Entry to medical schools in the UK is very competitive, I have heard that approximately 60% of all applicants receive four rejections. I don't have a source for this figure but, judging by the sheer number of unsuccessful applicants that I know myself or have read about, I wouldn't be at all surprised if it was accurate. Therefore, I believe it is very important to apply to medical schools that you have a greater chance of being accepted into. That isn't to say that certain medical schools are easier to get into, but different medical schools put more weighting on different parts of your application (personal statement, BMAT, UKCAT etc.). Thus, it is important that you apply strategically to schools which highly regard the strengths of you application or put less weighting on your weaknesses.
For example, the UKCAT can be a big deciding factor. If you happen to score below average in the UKCAT (e.g. <600avg) it would be foolish to apply to schools such as Glasgow who don't consider applicants with a UKCAT score lower than a certain cut-off, usually around 650avg. A better choice would be to apply to schools that put less emphasis on the UKCAT or those that don't use it at all to decide between applicants (e.g. Liverpool).

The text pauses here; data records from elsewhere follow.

PR #223, opened 2021-02-10
Login page

DinuWije:
## Functionality:
Currently logs a message to console and redirects the user to /admin endpoint when Google Sign In button is clicked

## Todo:
- Add API call to backend to log the user in when the button is clicked
- Edit CSS once the Figma designs are hi-fi
## /login endpoint: 
image

## /unauthorized endpoint:
image

### DIFF
--- a/ui/src/App.tsx
+++ b/ui/src/App.tsx
@@ -26,7 +26,7 @@ function App(): JSX.Element {
             <Route exact path="/">
               <ShoeMap />
             </Route>
-            <Route path="/login">
+            <Route exact path="/login">
               <Login />
             </Route>
             <PrivateRoute path="/admin">
--- a/ui/src/App.tsx
+++ b/ui/src/App.tsx
@@ -27,7 +27,10 @@ function App(): JSX.Element {
               <ShoeMap />
             </Route>
             <Route exact path="/login">
-              <Login />
+              <Login login={true} />
+            </Route>
+            <Route exact path="/unauthorized">
+              <Login login={false} />
             </Route>
             <PrivateRoute path="/admin">
               <Admin />
--- a/ui/src/App.tsx
+++ b/ui/src/App.tsx
@@ -27,7 +27,10 @@ function App(): JSX.Element {
               <ShoeMap />
             </Route>
             <Route exact path="/login">
-              <Login />
+              <Login login />
+            </Route>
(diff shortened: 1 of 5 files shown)


AbhiPrasad (approved):
sick, good stuff.

Plz run `yarn fix` before merge!

ui/src/pages/Login.tsx
```diff
@@ -1,14 +1,76 @@
...
+  position: absolute;
+`;
+
+const StyledCard = styled(Card)`
+  max-height: 35vh;
+  max-width: 25vw;
+`;
+
+const TitleText = styled.p`
+  font-size: 20px;
```
hanlinc27: can you move the TitleText and Message Text to the typography file? And then use fontSize.whicheverText for consistency.

hanlinc27: Wait nvm I realized this is all lofi so the font sizes are still in the air - would be good though to still keep the message and title texts in the typography file like the other components :)

ui/src/pages/Login.tsx
```diff
@@ -1,14 +1,76 @@
 import * as React from "react";
 import { Redirect } from "react-router-dom";
```
hanlinc27: run `yarn run fix`

ui/src/App.tsx
```diff
@@ -26,8 +26,11 @@ function App(): JSX.Element {
             <Route exact path="/">
               <ShoeMap />
             </Route>
-            <Route path="/login">
-              <Login />
+            <Route exact path="/login">
+              <Login login={true} />
```
hanlinc27: it will have a value of **true** by default so you can just put **login** instead of explicitly defining

hanlinc27 (changes requested):

ui/src/pages/Login.tsx
```diff
@@ -23,29 +22,22 @@ const StyledCard = styled(Card)`
...
   text-align: center;
   margin-bottom: 5vh;
 `;
 
-export const Login: React.FC<{ login: boolean }> = ({ login }) => {
+interface LoginProps {
+  login: boolean;
+}
+
+export const Login: React.FC<LoginProps> = (props) => {
```
AbhiPrasad: let's just destructure the props here

hanlinc27 (approved):

PR #225, opened 2021-02-13
fix: PinPreview small styling + Progressive Image Loading

### LINKED ISSUE #189: Small fixes to preview
- fix box shadow/rounded corner issue of top corners (see image)
- add loading circle animation, it takes a while for the shoe image to show up

AbhiPrasad:
Fixes #189

We do progressive image loading using a double image method. We initially render a loading indicator. We then load the image through `display: none;` img element. When that hidden img triggers `onLoad` event, we render the image with a visible img element.

Fixed small styling stuff to pin preview to make it more like designs.

image

Kapture 2021-02-13 at 16 09 46

### DIFF
--- a/ui/src/components/StoryDrawer.tsx
+++ b/ui/src/components/StoryDrawer.tsx
@@ -55,7 +55,6 @@ const LoadingContent = styled.div`
   display: flex;
   align-items: center;
   justify-content: center;
-  width: 100%;
   height: 500px;
 
   @media ${device.mobileS} {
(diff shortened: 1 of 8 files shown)


ui/src/components/StoryDrawer.tsx
```diff
@@ -50,6 +51,19 @@ const StyledImage = styled.img`
   }
 `;
 
+const LoadingContent = styled.div`
+  display: flex;
+  align-items: center;
+  justify-content: center;
+  width: 100%;
```
hanlinc27: Don't think we need width: 100% since it's already constrained by the Grid. 
```suggestion
```

hanlinc27 (approved):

I remember reading an interesting article on "The Student Room" not long ago in which the writer addresses some of the points I have mentioned. I think it has some quite useful information so I will post a segment here:
"As I began my university application process last year, I couldn't for the life of me figure out where I should apply. Having zero experience in the UK, I was a complete layperson and pretty much lost. Going through all the schools and checking out their pros/cons seemed like a logical first step, so that's where I began. I made a giant list of potential schools to apply to and everyday I would cut a few out of that list to arrive at a master list of 4-6 possible candidates.
Then I wrote my UKCAT. Everything changed. I realized that all but one of the schools I had selected placed heavy emphasis on that useless test. I was in panic mode, and the realization that I had just wasted a bunch of weeks researching stuff only to have it destroyed completely freaked me out.
It was then that I decided on a different approach; one that many applicants easily miss.
Applying to strengths versus applying to preference.
So far in my search, the schools I had compiled were those where I felt I'd be most comfortable, most successful. They included heavyweights like Edinburgh, Sheffield, Newcastle and Manchester. Well established, easily recognizable institutions with great teaching styles, in nice cities, etc. It was all great, but I had forgotten to consider a very important aspect: these schools were great for me...but how great was I for them?
What possible reasons did these schools have for accepting me? What was I offering them? This perspective of me being an ideal to the school as opposed to the schools being ideals to me, was a very important realization.
From that point on, selecting schools was easy. Main criteria became: my suitability for their teaching style, my academic/ukcat scores meeting requirements, how they look at my experience/extracurriculars/etc, what parts of my application do they focus on.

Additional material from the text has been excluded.